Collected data
PR #992, opened 2025-10-21
CPU fallback: do color-conversion on GPU.

NicolasHug:
Towards https://github.com/meta-pytorch/torchcodec/issues/943

This PR speeds up the BETA Cuda interface when we need to fallback on the CPU. The idea is simple: we do the color conversion on the GPU instead of doing them on the CPU. This has 2 benefits:

- the color conversion is faster since it runs on GPU
- the CPU -> GPU transfer is faster since we now transfer a smaller YUV frame instead of a bigger RGB frame.

**Before**

```
Decode Frame on CPU (fallback) -> YUV to RGB Conversion **on CPU** -> Send bigger RGB frame from CPU to GPU
```

**Now**

```
Decode Frame on CPU (fallback) -> Send smaller YUV frame from CPU to GPU -> YUV to RGB conversion **on GPU**
```

This is for the BETA interface only. I'll handle the FFmpeg interface as a follow-up.

### Benchmarks

Benchmarks show 1.6X speed up on 1080p frames. We should expect the larger speed-ups for larger resolutions. I used this snippet.

<details>

```py


import torch
import argparse
from pathlib import Path
from torchcodec.decoders import VideoDecoder, set_cuda_backend
from joblib import Parallel, delayed


    for _ in range(warmup):
        f(*args, **kwargs)

    times = []
    for _ in range(num_exp):
        start = perf_counter_ns()
        f(*args, **kwargs)
        end = perf_counter_ns()
        times.append(end - start)


    mul = {
        "ns": 1,
        "µs": 1e-3,
        "ms": 1e-6,
        "s": 1e-9,
    }[unit]
    times = times * mul
    std = times.std().item()
    med = times.median().item()
    return med


def decode_one_video(video_path):
       decoder = VideoDecoder(str(video_path), device="cuda:0", seek_mode="approximate")
    indices = torch.arange(len(decoder))
    decoder.get_frames_at(indices)

    torch.cuda.synchronize()


parser.add_argument("video_path")
args = parser.parse_args()

times = bench(decode_one_video, video_path=args.video_path, warmup=1, num_exp=10)
report_stats(times)

```

</details>

It's impossible to benchmark the new and old strategies together, since we need recompilation. Also I had to add modify our code to enforce the CPU fallback to be activated on videos that would otherwise not be falling back (basically just changed `if (!nativeNVDECSupport(codecContext))...` to `if(true)`)

<details>

```
#  OLD
~/dev/torchcodec-cuda (fallback-colorconversion*) » python benchmark_fallback.py h264_1080.mp4                           nicolashug@nicolashug-fedora-PW0H326Y
med = 543.16ms +- 56.39
~/dev/torchcodec-cuda (fallback-colorconversion*) » python benchmark_fallback.py h264_1080.mp4                           nicolashug@nicolashug-fedora-PW0H326Y
med = 533.95ms +- 55.50
~/dev/torchcodec-cuda (fallback-colorconversion*) » python benchmark_fallback.py h264_1080.mp4                           nicolashug@nicolashug-fedora-PW0H326Y
med = 659.17ms +- 56.99
~/dev/torchcodec-cuda (fallback-colorconversion*) » python benchmark_fallback.py h264_1080.mp4                           nicolashug@nicolashug-fedora-PW0H326Y
med = 549.27ms +- 53.50
~/dev/torchcodec-cuda (fallback-colorconversion*) » python benchmark_fallback.py h264_1080.mp4                           nicolashug@nicolashug-fedora-PW0H326Y
med = 538.66ms +- 34.52

#  NEW
~/dev/torchcodec-cuda (fallback-colorconversion*) » python benchmark_fallback.py h264_1080.mp4                           nicolashug@nicolashug-fedora-PW0H326Y
med = 318.23ms +- 8.21
~/dev/torchcodec-cuda (fallback-colorconversion*) » python benchmark_fallback.py h264_1080.mp4                           nicolashug@nicolashug-fedora-PW0H326Y
med = 319.42ms +- 11.30
~/dev/torchcodec-cuda (fallback-colorconversion*) » python benchmark_fallback.py h264_1080.mp4                           nicolashug@nicolashug-fedora-PW0H326Y
med = 325.05ms +- 9.74
~/dev/torchcodec-cuda (fallback-colorconversion*) » python benchmark_fallback.py h264_1080.mp4                           nicolashug@nicolashug-fedora-PW0H326Y
med = 325.94ms +- 12.64
```

</details>

### DIFF
--- a/src/torchcodec/_core/BetaCudaDeviceInterface.cpp
+++ b/src/torchcodec/_core/BetaCudaDeviceInterface.cpp
@@ -729,6 +729,9 @@ UniqueAVFrame BetaCudaDeviceInterface::transferCpuFrameToGpuNV12(
       convertedHeight == height, "sws_scale failed for CPU->NV12 conversion");
 
   int ySize = width * height;
+  TORCH_CHECK(
+      ySize % 2 == 0,
+      "Y plane size must be even. Please report on TorchCodec repo.");
   int uvSize = ySize / 2; // NV12: UV plane is half the size of Y plane
   size_t totalSize = static_cast<size_t>(ySize + uvSize);
 
@@ -767,6 +770,9 @@ UniqueAVFrame BetaCudaDeviceInterface::transferCpuFrameToGpuNV12(
       "Failed to copy Y plane to GPU: ",
       cudaGetErrorString(err));
 
+  TORCH_CHECK(
+      height % 2 == 0,
+      "height must be even. Please report on TorchCodec repo.");
   err = cudaMemcpy2D(
       gpuFrame->data[1],
       gpuFrame->linesize[1],


src/torchcodec/_core/CpuDeviceInterface.cpp
NicolasHug, line 1: As can be seen above we are now using `swscale` in `BetaCudaInterface.cpp` to do the `YUV -> NV12` conversion. So I had to extract out all the `swscale` logic away from `CpuDeviceInteface.cpp` and put it into `FFmpegCommon.cpp` so it can be reused across the two interfaces. Almost everything below this comment can be ignored and treated as copy/pasting code around. Just pay attention to the test at the bottom.

test/test_decoders.py
```diff
@@ -1709,11 +1709,23 @@ def test_beta_cuda_interface_cpu_fallback(self):
...
+            beta_dec = VideoDecoder(H265_VIDEO.path, device="cuda")
+
+        assert (
+            _core._get_backend_details(beta_dec._decoder)
+            == "Beta CUDA Device Interface. Using CPU fallback."
+        )
+        beta_frame = beta_dec.get_frame_at(0)
 
-        torch.testing.assert_close(ffmpeg.data, beta.data, rtol=0, atol=0)
+        assert psnr(ref_frames.data.cpu(), beta_frame.data.cpu()) > 25
```
Dan-Flores: Does comparing frames on GPU vs CPU change floating point precision, or is there some other reason to move the frames here?

src/torchcodec/_core/BetaCudaDeviceInterface.cpp
```diff
@@ -665,38 +671,157 @@ void BetaCudaDeviceInterface::flush() {
...
+  TORCH_CHECK(cpuFrame != nullptr, "CPU frame cannot be null");
+
+  int width = cpuFrame->width;
+  int height = cpuFrame->height;
+
+  // intermediate NV12 CPU frame. It's not on the GPU yet.
+  UniqueAVFrame nv12CpuFrame(av_frame_alloc());
+  TORCH_CHECK(nv12CpuFrame != nullptr, "Failed to allocate NV12 CPU frame");
+
+  nv12CpuFrame->format = AV_PIX_FMT_NV12;
```
Dan-Flores, line 697: Is it accurate to say that NV12 very similar to `AV_PIX_FMT_YUV420P` (uses YUV, and has 4:2:0 chroma subsampling), but we use NV12 here because that is the format the NPP library requires? As explained in [this comment](https://github.com/meta-pytorch/torchcodec/blob/75a3325f016483ae1a6af8516b804cc72da39ea6/src/torchcodec/_core/CudaDeviceInterface.cpp#L294-L295)

NicolasHug: Yes that's exactly right. NV12 would contain the exact same values as `AV_PIX_FMT_YUV420P`, just ordered a bit differently.

test/test_decoders.py
NicolasHug: there will be a small difference due to floating point precision, but that wasn't the reason.
In fact... there was no good reason to call `.cpu()`, that was probably the result of copy/pasting from my previous `write_png` debug. I removed it, thanks for catching!

src/torchcodec/_core/FFMPEGCommon.h
```diff
@@ -250,4 +251,30 @@ AVFilterContext* createBuffersinkFilter(
     AVFilterGraph* filterGraph,
     enum AVPixelFormat outputFormat);
 
+struct SwsFrameContext {
```
scotts, line 254: A refactoring we should probably do is pull all sws logic into its own class in separate `.h` and `.cpp` files, similar to what we have with `FilterGraph`. But not in this PR.

src/torchcodec/_core/BetaCudaDeviceInterface.cpp
```diff
@@ -665,38 +671,157 @@ void BetaCudaDeviceInterface::flush() {
...
+      cpuFrame->linesize,
+      0,
+      height,
+      nv12CpuFrame->data,
+      nv12CpuFrame->linesize);
+  TORCH_CHECK(
+      convertedHeight == height, "sws_scale failed for CPU->NV12 conversion");
+
+  int ySize = width * height;
+  int uvSize = ySize / 2; // NV12: UV plane is half the size of Y plane
```
scotts, line 735: Integer rounding is okay? This is implicitly a floor operation.

src/torchcodec/_core/BetaCudaDeviceInterface.cpp
```diff
@@ -665,38 +671,157 @@ void BetaCudaDeviceInterface::flush() {
...
+      "Failed to copy Y plane to GPU: ",
+      cudaGetErrorString(err));
+
+  err = cudaMemcpy2D(
+      gpuFrame->data[1],
+      gpuFrame->linesize[1],
+      nv12CpuFrame->data[1],
+      nv12CpuFrame->linesize[1],
+      width,
+      height / 2,
```
scotts, line 782: Ditto for integer rounding - okay here?

test/test_decoders.py
```diff
@@ -1709,11 +1709,23 @@ def test_beta_cuda_interface_cpu_fallback(self):
...
+            beta_dec = VideoDecoder(H265_VIDEO.path, device="cuda")
+
+        assert (
+            _core._get_backend_details(beta_dec._decoder)
+            == "Beta CUDA Device Interface. Using CPU fallback."
+        )
+        beta_frame = beta_dec.get_frame_at(0)
 
-        torch.testing.assert_close(ffmpeg.data, beta.data, rtol=0, atol=0)
+        assert psnr(ref_frames.data, beta_frame.data) > 25
```
scotts, line 1728: How did you choose 25? I ask because I'm probably going to have to do something similar with decoder-native transforms.

src/torchcodec/_core/BetaCudaDeviceInterface.cpp
NicolasHug: Thanks for catching this, I forgot to look into it. Will report back.

test/test_decoders.py
NicolasHug: This is just the higher psnr value I could get that would pass the test. It's not great, 25 isn't a very good PSNR. But visually the frames are OK. The difference is mainly due to color-conversion algorithms being different on the GPU and on the CPU. Eventually, when the FFmpeg interface follows the same fallback mechanism, both frames will be exactly equal.

We should still try to have more CPU vs GPU tests for these code-paths though.

src/torchcodec/_core/BetaCudaDeviceInterface.cpp
NicolasHug: I decided to go the easy route and just `TORCH_CHECK` for evenness. I think frame dimension are always expected to be even anyway.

Requirement: Your response should be the lines above from the first to the one containing "Towards https://github.com/meta-pytorch/torchcodec/issues/943", inclusive, each given exactly.

Result below:
PR #992, opened 2025-10-21
CPU fallback: do color-conversion on GPU.

NicolasHug:
Towards https://github.com/meta-pytorch/torchcodec/issues/943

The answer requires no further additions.